Since the apartment complex accounted for 240 housing units, that dropped the allowable (or vested) units east of Colbert Lane to 423 homes. Those are vested. To go up to 845 homes, the developer had to win the council’s approval. It did so, along with several exceptions to the Land Development Code.
The minimum allowable lot size for a town home is 2500 square feet. The developer requested for a reduction to 2,000 square feet. The maximum height for town homes is 35 feet. The developer asked for an increase to 45 feet, also requesting a reduction in townhome setbacks from 25 feet to 20 feet. The allowable apartment-building height was to be 95 feet. The developer is dropping that to 60 feet.
City code requires that 30 percent of apartments and town homes have garages. The developer is requesting an exception to that, proposing to build car ports instead, similar to those at the apartment complex along Bulldog Drive in Palm Coast.
Actual construction would begin at the marina, then expand outward in a clockwise direction. There would be a yacht club with a restaurant and possibly a hotel, residential homes or apartments, some commercial uses, and so on. “This is not commercial uses for big boxes, or even medium sized boxes that you see,” Chiumento said, describing the future businesses more as boutiques and services pertinent to the public and a marina environment. His client, he said, “came up with the opinion that this mix and change is necessary in order to make the commercial uses viable in the long term and consistent with the concept of a marina neighborhood village.”
The next step will be construction of sea walls, building the boat-storage facility, and partnering with marina operators, then construction of the apartments and retail space at the southern edge of the basin. That portion’s permits are in place, except for the fuel-tank permit. That would be secured in the future.
The sea wall reference drew a question from Alfin: will the basin handle flood surges in serious storms? Jeffords said the sea walls will account for that.
Marina Del Palma is an autonomous development adjoining Marina Village to the north. The City Council approved the 106-acre development, which is well on its way, in December 2017, for 154 single family homes on 40-foot-wide lots on the western portion of the acreage, 461 apartment units built to a height of up to 95 feet on the eastern portion of the acreage, and a marina with a boat-storage facility that will rise up to 70 feet. Marina del Palma is approved for 46,000 square feet of commercial development.
A public participation meeting at the Hilton Garden Inn on July 10, regarding Lighthouse Harbor’s plans, drew some 10 residents already living at Marina del Palma. Their key concern was how Lighthouse Harbor would affect their own properties. “They were happy they were getting a 10-foot buffer they didn’t have before,” Senior Planner Bill Hoover said. “They knew the project’s going to get developed some time because it’s already approved. So they’re really not getting anything too much different except that the applicant is requesting more residential units than they had before, and dropping commercial.

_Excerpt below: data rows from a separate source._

PR #97, opened 2024-07-23
Added methods to support pin extraction for 2-pin devices

callendorph:
This adds a function for checking if a 2-pin component is the `p[1]/p[2]` version or the `c/a` version and returning the pins in a known order.

### DIFF
--- a/src/design/introspection.stanza
+++ b/src/design/introspection.stanza
@@ -47,11 +47,11 @@ public defn get-port-by-name (obj:JITXObject, name:String) -> Maybe<JITXObject> 
     return(None())
 
 doc: \<DOC>
-Get the Cathode / Anode Pins of a device if they exist
+Get the Cathode / Anode Ports of a device if they exist
 @param obj Two-pin component or module instance that may or
-may not be a polarized device with cathode (`c`) and anode (`a`) pins.
+may not be a polarized device with cathode (`c`) and anode (`a`) ports.
 @return If the passed object is a polarized device, then this returns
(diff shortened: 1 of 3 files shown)


src/design/introspection.stanza
```diff
@@ -23,4 +23,50 @@ public defn get-instantiable (comps:JITXObject|InstantiableType) -> Instantiable
...
+
+Depending on whether the passed device is polarized.
+
+<DOC>
+public defn get-pins (obj:JITXObject) -> [JITXObject, JITXObject] :
+  val mCA = get-cathode-anode(obj)
+  match(mCA):
+    (oCA:One<[JITXObject, JITXObject]>):
+      val ret = value(oCA)
+      ret
```
bhusang, line 69: Why not just:
```
  match(mCA):
    (oCA:One<[JITXObject, JITXObject]>:
      value(oCA)
```

bhusang (approved):

src/design/introspection.stanza
callendorph: I think this was a debugging thing at one point. I can simplifyt

callendorph:
I've renamed this function to `get-element-ports` so that we don't reference `pins` and we make it more clear that it is about lumped circuit elements like resistors, capacitors, etc. I wanted to avoid something like `get-2-pin-ports` because that seemed even more confusing. 

If you have a better name for any generic 2-pin lumped circuit element device - that would be great. I don't like referring to them as `TwoPin` as the symbol code does.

The Planning Board heard the proposal in July. The item drew no public response. The board recommended approval by a 7-0 vote. Should the council approve the proposal on second reading, the final plat proposal would still have to be approved by the City Council in the future. Any apartment units that are not townhomes would be reviewed administratively as technical site plan–not by the Planning Board, not by the Council–unless the request is for 40 apartment units or more. In that case, the plan goes before the Planning Board. If the request exceeds 100 units, it goes before the City council.